As many of you know, I do enjoy traveling. I find it to be very educational and I am fortunate enough to have a job that allows me to do a great deal of traveling. A few days ago, my wife and I made a quick four-day trip to London; let me share some of my impressions.

First of all, I learned first hand, the impact of a weak dollar on an American tourist. When I went to the exchange window to exchange dollars for pounds, I gave the teller US$200.00; she gave me back about 87BP (British Pounds). That meant when you checked the price of an item in a store or the price of a meal on a restaurant menu, you had to more than double the pound price to realize what it was costing in American dollars. Breakfast at one hotel, 24 BP; in US dollars, that breakfast cost more than $55.00.

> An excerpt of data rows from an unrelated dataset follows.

PR #3857, opened 2026-04-15
[os_must_gather] Add exit rc to os-must-gather main task

evallesp:
With this we allow to run the rescue block. Previously any timeout
in the main task would return the code from the echo which was
always success.

Also, we're removing from the rescue block the always block.
And we've create a always section for finding existing os-must-gather
directories and the symlink creation.

Also we've changed the dest-dir for the generic fallback command
to match the same folder of the symlink.

Removed oc inspect as we're not getting so many errors from oc adm must-gather
so probably this wouldn't be usefull.

Finally, we've parametriced SOS_EDPM as cifmw_os_must_gather_sos_edpm
and we've added default value to "all"

Co-Authored-By: Claude Opus 4.6 <noreply@anthropic.com>


evallesp:
Reopened from: https://github.com/openstack-k8s-operators/ci-framework/pull/3643

evallesp:
Not tested yet timeout behaviour.
No regression found.

evallesp:
Log information at: https://redhat.atlassian.net/browse/OSPCIFMW-95
We've ran a mocked task to raise a timeout. It excecuted the code properly.

TristanCacqueray:
recheck

evallesp:
recheck

evallesp:
recheck

evallesp:
recheck

evallesp:
recheck

evallesp:
recheck

evallesp:
recheck

evallesp:
recheck

evallesp:
recheck

evallesp:
recheck

evallesp:
recheck

roles/os_must_gather/tasks/main.yml
```diff
@@ -95,52 +121,11 @@
...
-
-        - name: Inspect the cluster after must-gather failure
-          ignore_errors: true # noqa: ignore-errors
-          environment:
-            KUBECONFIG: "{{ cifmw_openshift_kubeconfig | default(cifmw_os_must_gather_kubeconfig) }}"
-            PATH: "{{ cifmw_path }}"
-          cifmw.general.ci_script:
-            output_dir: "{{ cifmw_os_must_gather_output_dir }}/artifacts"
-            script: |
-              oc adm inspect namespace/{{ item }} --dest-dir={{ cifmw_os_must_gather_output_dir }}/logs/oc_inspect
```
Valkyrie00, line 137: The old `rescue -> always` block ran oc adm inspect `namespace/{{ item }}` over all configured namespaces as a last-resort diagnostic collection. This has been entirely removed in the new code. Was this intentional? I'm just asking out of curiosity.

roles/os_must_gather/tasks/main.yml
```diff
@@ -79,14 +79,40 @@
...
+        - _must_gather_result.rc is defined
+        - _must_gather_result.rc != 0
+      ansible.builtin.debug:
+        msg: "OpenStack must-gather failed with rc={{ _must_gather_result.rc }}"
+
+    - name: Run fallback generic must-gather command without SOS report when timed out
+      when:
+        - _must_gather_result is defined
+        - _must_gather_result.rc is defined
+        - _must_gather_result.rc == 124
```
Valkyrie00, line 105: What happen If must-gather fails for other reasons? I mean something different from 124.
Is there no recovery attempt anymore?

roles/os_must_gather/tasks/main.yml
```diff
@@ -79,14 +79,40 @@
           SOS_EDPM=$SOS_EDPM
           OMC=$OMC
           SOS_DECOMPRESS=$SOS_DECOMPRESS
-          gather
-          2>&1 || {
```
Valkyrie00, line 83: nit: With it removed, are we sure stderr still ends up in the log output?

Valkyrie00:
LGTM! I just added a few comments, but only to be on the safe side. Once I've checked it, I'll approve it 🙂

roles/os_must_gather/tasks/main.yml
evallesp: I'm unsure if makes sense to remove that check.
We're running must-gather in a simpler way, to make it worked within the timeout error.

If there's any other error, I'm unsure if it makes sense to again timeout long. So my decition was to just log it.
If failed, then we don't have logs in the job output.

I'm good to remove it, just that I'm unsure it might make sense.
Check: https://github.com/openstack-k8s-operators/ci-framework/pull/3643/changes#r2745723552

roles/os_must_gather/tasks/main.yml
evallesp: We got some input in that moment about this: https://github.com/openstack-k8s-operators/ci-framework/pull/3643#discussion_r2812091872

Now we have get_top file but we've lost a bit info with this. Taking that back! thanks for opening the question again.

roles/os_must_gather/tasks/main.yml
evallesp: Good catch but we're doing that directly in ci_script: http://github.com/openstack-k8s-operators/ci-framework/blob/main/plugins/action/ci_script.py#L117

roles/os_must_gather/tasks/main.yml
evallesp: I've make back "oc adm inspect namespace" task when RC != timeout.
Also I've added a new molecule scenario.

roles/os_must_gather/tasks/main.yml
evallesp: I've make back "oc adm inspect namespace" task when RC != timeout.
Also I've added a new molecule scenario.

roles/os_must_gather/tasks/main.yml
evallesp: This is tested in new scenario task: " - name: Verify must-gather failed with non-timeout error"

roles/os_must_gather/tasks/main.yml
Valkyrie00: Awesome!

roles/os_must_gather/tasks/main.yml
Valkyrie00: Awesome! Thanks for clarifying that

Valkyrie00 (approved):

roles/os_must_gather/tasks/main.yml
```diff
@@ -79,14 +79,75 @@
...
+      when:
+        - _must_gather_result is defined
+        - _must_gather_result.rc is defined
+        - _must_gather_result.rc == 124
+      environment:
+        KUBECONFIG: "{{ cifmw_openshift_kubeconfig | default(cifmw_os_must_gather_kubeconfig) }}"
+        PATH: "{{ cifmw_path }}"
+      ansible.builtin.command:
+        cmd: >-
+          timeout {{ (cifmw_os_must_gather_timeout | community.general.to_seconds) + 120 }}
```
michburk, line 111: non-blocking question: If this also times out, do we want to handle it any particular way?

evallesp: In that case I'd say behaviour depends on value of ignore_errors when importing the job.
But if second fail imo it should make the playbook fail as well.

michburk (commented):
Changes LGTM generally, but I just want to generally check to make sure I understand correctly: Currently the framework is tolerant of timeouts during must-gather and doesn't cause a post-failure or anything if it does time out. With this merged, jobs that might have passed before might now time out and get something like a post_failure because of a timed-out must-gather. Should we check how common it is for a build to succeed but then time out during must-gather before merging this?

evallesp:
> Changes LGTM generally, but I just want to generally check to make sure I understand correctly: Currently the framework is tolerant of timeouts during must-gather and doesn't cause a post-failure or anything if it does time out. With this merged, jobs that might have passed before might now time out and get something like a post_failure because of a timed-out must-gather. Should we check how common it is for a build to succeed but then time out during must-gather before merging this?

I don't think it's necessary.
This role is executed from: https://github.com/openstack-k8s-operators/ci-framework/blob/main/roles/artifacts/tasks/main.yml#L65 with ignore_errors true.

Here we're:
* Fixing the RC no matter if we want to ignore that or not.
* Before making that as a success (previously, always success), we're trying to actual have some data and not blank logs folders. And also we can check that didn't work properly.

The thing of not using "rescue" is because if you push ignore_errors as true, the rescue is not ran. So here we're checking the RC from the normal path in the always block to check if we want to try with less resources process.

michburk (approved):
/approve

So while it is a financially challenging time for American tourists in Europe, it is a good time for American exporters. A weak dollar definitely gives us a competitive advantage in the world market, particularly in agricultural products like grains and soybeans.

Secondly it is interesting to note government officials are not held in very high esteem, regardless of the country; it makes me wonder why anyone wants to run for public office. The relatively new leader of the British government, Prime Minister Gordon Brown who succeeded Tony Blair, was in the headlines daily because of a scandal in campaign contributions and his inability to deal with that kind of a scandal. Sound familiar?

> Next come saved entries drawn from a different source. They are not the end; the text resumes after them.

PR #3863, opened 2026-04-17
Os must gather mock return error

evallesp:
DNM.


evallesp:
Mocked works fine more info at: https://redhat.atlassian.net/browse/OSPCIFMW-95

On the agricultural front, foot-and-mouth disease was back in the headlines because of the second leak of virus in three months from a laboratory that is licensed by the government to manufacture an anti-virus to control the disease. These two leaks did flow into streams that ultimately led to an outbreak and once again, the culling of some cattle herds in a country that was devastated by foot-and-mouth disease a decade ago. Farmers are extremely angry and blamed the government for a lack of oversight and control of the laboratory that once again threatens the future of the livestock industry in the U.K.

One other interesting note, a columnist in a London newspaper flatly stated in alarming terms that the planet will soon run out of food and we are on the brink of world-wide starvation. His reason?...we are converting far too much grain intended for human food and livestock feed into energy for our gas guzzling automobiles. We’ve heard that on this side of the Atlantic, too.

So, with all these challenges, did we have a good time? No, we had a great time! I love England for its sense and appreciation of history and of the 43 countries I have visited, it ranks second on my “favorite” list after Norway, the country of my ancestry. For me, spending time and money in travel is one of the best investments I can make.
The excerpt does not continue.